PR #132, opened 2019-04-29
Make sure Zuora errors get the correct prototype

liamkeaton:
## Feature Description
Seems babel in next-subscribe does not fix the prototypes like typescript/node does, this is needed to fix them so we can do `instanceof` tests.

## Link to Ticket / Card:
https://trello.com/c/ZH273Wxn/1092-5-analytics-add-event-which-fires-when-we-show-the-user-a-message

### DIFF
--- a/utils/zuora.js
+++ b/utils/zuora.js
@@ -151,8 +151,23 @@ class Zuora {
 /**
  * Error classes
  */
-class ZuoraErrorValidation extends Error {};
-class ZuoraErrorMandateCancel extends Error {};
-class ZuoraErrorInvalidPaymentType extends Error {};
+class ZuoraErrorValidation extends Error {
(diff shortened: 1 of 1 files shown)


utils/zuora.js
```diff
@@ -151,8 +151,23 @@ class Zuora {
 /**
  * Error classes
  */
-class ZuoraErrorValidation extends Error {};
-class ZuoraErrorMandateCancel extends Error {};
-class ZuoraErrorInvalidPaymentType extends Error {};
+class ZuoraErrorValidation extends Error {
+	constructor (message) {
+		super(message);
+		Object.setPrototypeOf(this, ZuoraErrorValidation.prototype);
```
remybach: TIL!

————

(Problem description): Type out each entry above again, exactly.

(Your response):
PR #132, opened 2019-04-29
Make sure Zuora errors get the correct prototype

liamkeaton:
## Feature Description
Seems babel in next-subscribe does not fix the prototypes like typescript/node does, this is needed to fix them so we can do `instanceof` tests.

## Link to Ticket / Card:
https://trello.com/c/ZH273Wxn/1092-5-analytics-add-event-which-fires-when-we-show-the-user-a-message

### DIFF
--- a/utils/zuora.js
+++ b/utils/zuora.js
@@ -151,8 +151,23 @@ class Zuora {
 /**
  * Error classes
  */
-class ZuoraErrorValidation extends Error {};
-class ZuoraErrorMandateCancel extends Error {};
-class ZuoraErrorInvalidPaymentType extends Error {};
+class ZuoraErrorValidation extends Error {
(diff shortened: 1 of 1 files shown)


utils/zuora.js
```diff
@@ -151,8 +151,23 @@ class Zuora {
 /**
  * Error classes
  */
-class ZuoraErrorValidation extends Error {};
-class ZuoraErrorMandateCancel extends Error {};
-class ZuoraErrorInvalidPaymentType extends Error {};
+class ZuoraErrorValidation extends Error {
+	constructor (message) {
+		super(message);
+		Object.setPrototypeOf(this, ZuoraErrorValidation.prototype);
```
remybach: TIL!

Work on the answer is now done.